Two important concepts we will use
throughout the course.
But first, I should mention
that iterated functions are an example
of a dynamical system
and the course is about dynamical systems.
So, this is important.
So I should say what dynamical systems are.
And I'll come back to this again.
But, for now:
Dynamical system is a system
that evolves in forward forward in time
according to a well defined and unchanging rule.
And that is what we have for iterated functions.
So, we have a value, a number, that moves forward
changes from iterate to iterate.
According to a well defined rule.
That is the function. A nice deterministic function.
The same input gives the same output each time.
And the rule doesn't change as we iterate.
We are doing the same thing over and over again.
Using the output of one step
for the input of the next
So, iterated functions are a dynamical system
In the study of dynamical systems,
We are often not particularly interested in the numbers
of a particular orbit or itinerary.
Instead we are interested collections of orbits,
many orbits all at once.
And more generally we would like to understand
What sort of behaviors do we see in different types
of dynamical systems?
So this is the approach we will take in this course
and so we will start that in this unit
When we look at fixed points
and stability
Let's start with an example.
We will consider the squaring function.
F(x) = x^2.
We know how to calculate an orbit for this function.
We just start with the number, the seed.
In this case I choose 1.1.
And then we square it to get the next iterate.
1.21.
We square that to get 1.46.
And so on.
We could choose a different seed.
And we would get a different orbit.
Let's say instead of 1.1, I choose 1.2.
I would do the same thing
Square again and again.
To get that orbit.
So here is the orbit for the seed 1.2.
Note that both orbits get larger
when you square a number larger than 1.
The number gets larger.
So these numbers will continue to grow
Let's try another one.
Suppose I choose a seed of 0.9.
I'll put 0.9 here.
What will happen?
Well let's apply the function and see.
For this initial condition,
the number gets smaller.
It's getting closer and closer to zero.
If you square a number between 0 and 1,
It gets smaller not larger.
Let's try one more initial condition.
One more seed.
I'll try 0.8.
And I will square again and again to get the orbit.

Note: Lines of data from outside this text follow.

PR #1597, opened 2026-04-09
fix: hyphenate wrapped text in agent thinking output

reverb256:
## Problem

Agent thinking output wraps long words mid-word without hyphenation marks, making it hard to read where words break.

Fixes #1593

## Solution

So again when we square a number between 0 and 1,
it gets smaller.
Here we can see the number gets close and closer to zero.
So, calculating the orbit
a particular orbit for a particular seed is not too difficult.
It just requires a little bit of calculator work.

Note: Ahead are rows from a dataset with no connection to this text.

PR #1601, opened 2026-04-09
fix(mcp-store): disable MCPs from local config file

cvolzer3:
## Problem

Codex sessions in PostHog Code were inheriting `[mcp_servers.*]` entries from the user's personal `~/.codex/config.toml`, causing conflicts with the servers we intentionally supply via the MCP store.

## Changes

- Manually process the `mcp_servers.*` entries, and pass a command to disable each individually when spawning `codex-acp`
- Minor changes to `CodexSettingsManager` to load settings upon initialization

## How did you test this?

- Ran existing tests
- Tested locally

### DIFF
--- a/packages/agent/src/adapters/codex/settings.ts
+++ b/packages/agent/src/adapters/codex/settings.ts
@@ -67,7 +67,7 @@ export class CodexSettingsManager {
   }
 
   dispose(): void {
-    // No-op: no resources to release. Kept async to satisfy the BaseSettingsManager interface.
+    // No-op: no resources to release. Kept to satisfy the BaseSettingsManager interface.
   }
 }
 
--- a/packages/agent/src/adapters/codex/settings.ts
+++ b/packages/agent/src/adapters/codex/settings.ts
@@ -13,6 +13,8 @@ export interface CodexSettings {
   personality?: string;
   modelReasoningEffort?: string;
   trustLevel?: string;
+  // Names of every `[mcp_servers.<name>]` section declared in the user's config.toml
+  mcpServerNames: string[];
 }
 
 /**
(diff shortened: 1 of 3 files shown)


packages/agent/src/adapters/codex/settings.ts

But it doesn't let us get a sense of the big picture.
What does this function do?
So we will use some graphical techniques
that will help us see this better
and understand the function all at once.
First, let me plot the time series plots
for these four orbits.
1.1 and 1.2 they get bigger.
0.9 and 0.8 they get smaller.
So here is the time series plot for that.
You can see I have four different initial conditions.
A square, a diamond --sorry
-- a sqaure, a triangle, a circle, and a diamond.
The square that is 1.2.
We can see that growing quite fast.
It goes off the graph.
The triangles are 1.1
Those grow.
The circles are 0.9 and those are getting close to zero.
And then 0.8 also gets close to zero.
So this lets us see
the numbers larger than 1 will get larger and larger
And numbers between 0 and 1
we suspect will get closer and closer to zero.